34 publications from Wansink which are alleged to contain minor to very serious issues,
which have been cited over 3300 times,
are published in over 20 different journals, and in 8 books,
spanning over 19 years of research.
And those numbers all need updating.
More billingsgate and heresy at:
**Footnote 1** — This is a patently ridiculous situation. In a post like this, I try to minimize anything which (a) interferes with the narrative of checking a paper, which is already a complex pain in the arse, and (b) have nothing to do with SPRITE out of posts like this, but not this time. The authors have reported this ANOVA so badly it’s almost impressive. The main effects are confused with the in-group effects. There are no planned contrasts. There is no mention of what happens to the error rate. All of this is rote in second year undergraduate statistics, not mystical secrets conferred on a mountaintop by a chap with big eyebrows in a loincloth.
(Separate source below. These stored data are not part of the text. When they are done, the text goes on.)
PR #736, opened 2020-08-20
Make sure we dont have any direct deprecation notices

Nyholm:
This will make the build green... hopefully

### DIFF
--- a/src/Integration/Symfony/Bundle/phpunit.xml.dist
+++ b/src/Integration/Symfony/Bundle/phpunit.xml.dist
@@ -10,7 +10,7 @@
 >
     <php>
         <ini name="error_reporting" value="-1" />
-        <server name="SYMFONY_DEPRECATIONS_HELPER" value="0" />
+        <server name="SYMFONY_DEPRECATIONS_HELPER" value="max[direct]=0" />
     </php>
 
     <testsuites>


Nyholm:
Wohoo!

The build is green on PHP8

jderusse:
I'm not sure about this one.. Shouldn't we warned when having a (maybe unmaintained) dependency that triggers deprecation?

Nyholm:
We are still warned. See

Screenshot 2020-08-20 at 14 45 33

But the build will not fail. 

The deprecation error is only on PHP8 because Symfony is using `libxml_disable_entity_loader()`

Screenshot 2020-08-20 at 14 46 06

To have the build red because if this is too much. There is nothing we can do about it but fixing the dependency's code or to not use that dependency.

jderusse:
> To have the build red because if this is too much. There is nothing we can do about it but fixing the dependency's code or to not use that dependency.

I made the PR, and it has been merged few days ago. Next release should fix it.

I personally rarely looks hat build logs when the CI is green. I afraid to miss issue with this change.

Nyholm:
That is awesome. But.. should we care so much about an indirect dependency’s deprecation notice?

I guess the build should be red at that dependency too.

jderusse:
yeah that's the question... 
given we only rely on highly maintained dependencies, I guess it's ok then

jderusse (approved):

Nyholm:
Thank you

PR #869, opened 2020-11-21
Rename ParseResponse

Nyholm:
I think `ParseResponse` sounds like a command. I've considered the following alternative names: 

- UnparsableResponse
- ParseResponseException
- ResponseParsingException
- UnableToParseResponse

But I think `NonParsableResponse` is better if we dont want the `Exception` suffix. 

Let me know what you think is best.

### DIFF
--- a/src/Core/src/Exception/NonParsableResponse.php
+++ b/src/Core/src/Exception/NonParsableResponse.php
@@ -4,6 +4,6 @@ declare(strict_types=1);
 
 namespace AsyncAws\Core\Exception;
 
-class ParseResponse extends \RuntimeException implements Exception
+class NonParsableResponse extends \RuntimeException implements Exception
 {
 }
--- a/src/Core/src/Exception/NonParsableResponse.php
+++ b/src/Core/src/Exception/NonParsableResponse.php
@@ -1,9 +1,0 @@
-<?php
-
-declare(strict_types=1);
-
-namespace AsyncAws\Core\Exception;
-
-class NonParsableResponse extends \RuntimeException implements Exception
-{
-}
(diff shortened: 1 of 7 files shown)


src/Core/src/Exception/NonParsableResponse.php
```diff
@@ -4,6 +4,6 @@
 
 namespace AsyncAws\Core\Exception;
 
-class ParseResponse extends \RuntimeException implements Exception
```
jderusse, line 7: Tha't a BC break isn't it?
What if people use `catch (ParseResponse $e)`
unless the class is internal

jderusse (commented):
That's why I like suffixing names (FooException, FooInterface). 
There are less ambiguity...

src/Core/src/Exception/NonParsableResponse.php
Nyholm: Yes, it is a BC break. 
But we have not released this class yet. So this is our last chance =)

Nyholm:
> That's why I like suffixing names (FooException, FooInterface).

I thought you didn't like suffixing... hm.. I think it makes sense to drop suffix some times. Like `InvalidArgument`. But let's use `ParseResponseException` here.

jderusse:
> > That's why I like suffixing names (FooException, FooInterface).
> 
> I thought you didn't like suffixing... hm.. I think it makes sense to drop suffix some times. Like `InvalidArgument`. But let's use `ParseResponseException` here.

For consistency with other exception, I prefer the `NonParsableResponse`  name

Nyholm:
Hm.. I think the "consistency" ship has sailed...

Screenshot 2020-11-21 at 11 30 56

jderusse:
I would vote for `UnparsableResponse` which is closer to `UnsuportedRegion`, 
And to non-generic exception without suffix like `MissingDependency`

Nyholm:
Cool cool cool. 
The PR is updated

jderusse (approved):

Nyholm:
Thank you for the review and input

PR #872, opened 2020-11-22
Default empty DynamoDB M value to an empty object

stayallive:
Currently an empty `M` value fails with: `Unrecognized collection type class` which is correct since when you set `M` to `[]` it will leave the `$payload` empty.

It cannot however be an empty array since that encodes to an incorrect value it needs to be an object so it encodes to `{}` (json) correctly.

### DIFF
--- a/src/Service/DynamoDb/src/ValueObject/AttributeValue.php
+++ b/src/Service/DynamoDb/src/ValueObject/AttributeValue.php
@@ -192,8 +192,12 @@ final class AttributeValue
             }
         }
         if (null !== $v = $this->M) {
-            foreach ($v as $name => $v) {
-                $payload['M'][$name] = $v->requestBody();
+            if (empty($v)) {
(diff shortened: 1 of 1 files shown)


stayallive:
Hehe I very much underestimated the complexity of this project... my bad... I'm not sure if I want to invest the time in finding out how to get the generator to generate this change, any help would be appreciated!

Nyholm:
Yes. We need to modify the generator. Could you update this PR with a unit test?

Just make sure the tests are correct and I can try helping with the generator.

Nyholm:
Is it the same with L btw?

stayallive:
Hi @Nyholm, this `L` was already fixed in #668 so that one works as expected.

I see @jderusse has already done a great effort and from what I can tell that looks good!

Nyholm:
Could you still help out with a unit test for this bug?

PR #873, opened 2020-11-23
Fix empty map sent as array in Json requests

jderusse:
Fixes #872 

/cc @stayallive

### DIFF
--- a/phpunit.xml.dist
+++ b/phpunit.xml.dist
@@ -21,6 +21,8 @@
   </coverage>
   <php>
     <ini name="error_reporting" value="-1"/>
+    <env name="AWS_SHARED_CREDENTIALS_FILE" value="/dev/null" />
+    <env name="AWS_CONFIG_FILE" value="/dev/null" />
   </php>
   <testsuites>
     <testsuite name="Test Suite">
--- a/src/Service/DynamoDb/tests/Unit/DynamoDbClientTest.php
+++ b/src/Service/DynamoDb/tests/Unit/DynamoDbClientTest.php
@@ -104,7 +104,7 @@ class DynamoDbClientTest extends TestCase
 
         $input = new DeleteItemInput([
             'TableName' => 'Foobar',
-
+            'Key' => ['ID' => ['S' => 'foobar']],
         ]);
         $result = $client->DeleteItem($input);
 
@@ -144,7 +144,7 @@ class DynamoDbClientTest extends TestCase
 
         $input = new GetItemInput([
             'TableName' => 'Foobar',
-
+            'Key' => ['ID' => ['S' => 'foobar']],
         ]);
         $result = $client->GetItem($input);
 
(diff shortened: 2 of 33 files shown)


phpunit.xml.dist
```diff
@@ -21,6 +21,8 @@
   </coverage>
   <php>
     <ini name="error_reporting" value="-1"/>
+    <env name="AWS_SHARED_CREDENTIALS_FILE" value="/dev/null" />
```
jderusse, line 24: Not related to that PR but tests are broken if your machine has a region configured in your Default AWS profile

stayallive:
Wow, this would have taken me quite a bit more time to figure out!

Thanks for taking the time to make this!

src/Service/DynamoDb/tests/Unit/DynamoDbClientTest.php
```diff
@@ -104,7 +104,7 @@ public function testDeleteItem(): void
 
         $input = new DeleteItemInput([
             'TableName' => 'Foobar',
-
+            'Key' => ['ID' => ['S' => 'foobar']],
```
Nyholm, line 107: Why is this needed?

Nyholm (commented):
Thank you for this PR. 

@stayalive, it is just a small change in the generator =)

We still need a test for #872.

src/Service/DynamoDb/tests/Unit/DynamoDbClientTest.php
jderusse: hehe... previous code had a "bug"

`Key` is required.. But because previously we initialized maps with an empty array (see https://github.com/async-aws/aws/pull/873/files#diff-324c911f8afbcd579bb76e189d1af7df134c2f519be2414f97d830934ec23588L119) it never triggered the test `if ($this->key === null) {throw Exception(...);}`

phpunit.xml.dist
Nyholm: That is correct. 

It is also the correct behavior. 

Another fix for this would be to set `AWS_REGION=us-east-1`.

src/Service/DynamoDb/tests/Unit/DynamoDbClientTest.php
Nyholm: Okey. Can you also update the changelogs with this?

Nyholm:
The PHP8 build failure is not related

Nyholm (approved):
I think this PR looks good. 

But I really really do want a test for the bug @stayalive mentioned.

Nyholm:
Thank you

stayallive:
Sorry for not being able to provide some tests to prove my issue (was a bit crazy at work) but I appreciate both of you for fixing my half-assed attempt to do so ❤️

Nyholm:
Thank you. 

Could you verify that this fix solve your problem? If so, I'll tag a new release.

stayallive:
Yes, just confirmed that `"async-aws/dynamo-db": "dev-master#a4808ec37d9da540f096465717324c8b2d393bdb"` works as intended 💪

PR #880, opened 2020-11-25
Fix endpoint without region

### LINKED ISSUE #879: Missing regions eu-west-2 / eu-west-3 in src/Service/Ses/src/SesClient.php
Hi, 

async-aws/ses does not work for region eu-west-3, this case is missing in file `src/Service/Ses/src/SesClient.php`

I try to figure out how this code is generated to make a PR but I didn't find it …

jderusse:
After checking #879, I discovered that the official AWS-SDK always fallback to the default configuration (when it exists) even when the region is not listed in the "endpoints.json" file.

This will fix #879


Nyholm:
Awesome. Thank you @jderusse <3

I pushed some minor changes to the tests.

PR #884, opened 2020-11-30
Fix signature of method

jderusse:
These options does not have "default" value, and can be null


Nyholm:
Oh, my bad.. I misread this annotations when I added these.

More embarrassing still is the failure of the reviewers to notice anything untoward, and on the very summit of Mount Embarrassment, the fact that this has been in print since I was in primary school, cited almost 90 times, and no-one ever managed to point out the very obvious fact that it was stuffed. This is exactly the kind of example I think of when someone tells me, smugly, ‘science is self-correcting’. It bloody well is not, unless we correct it.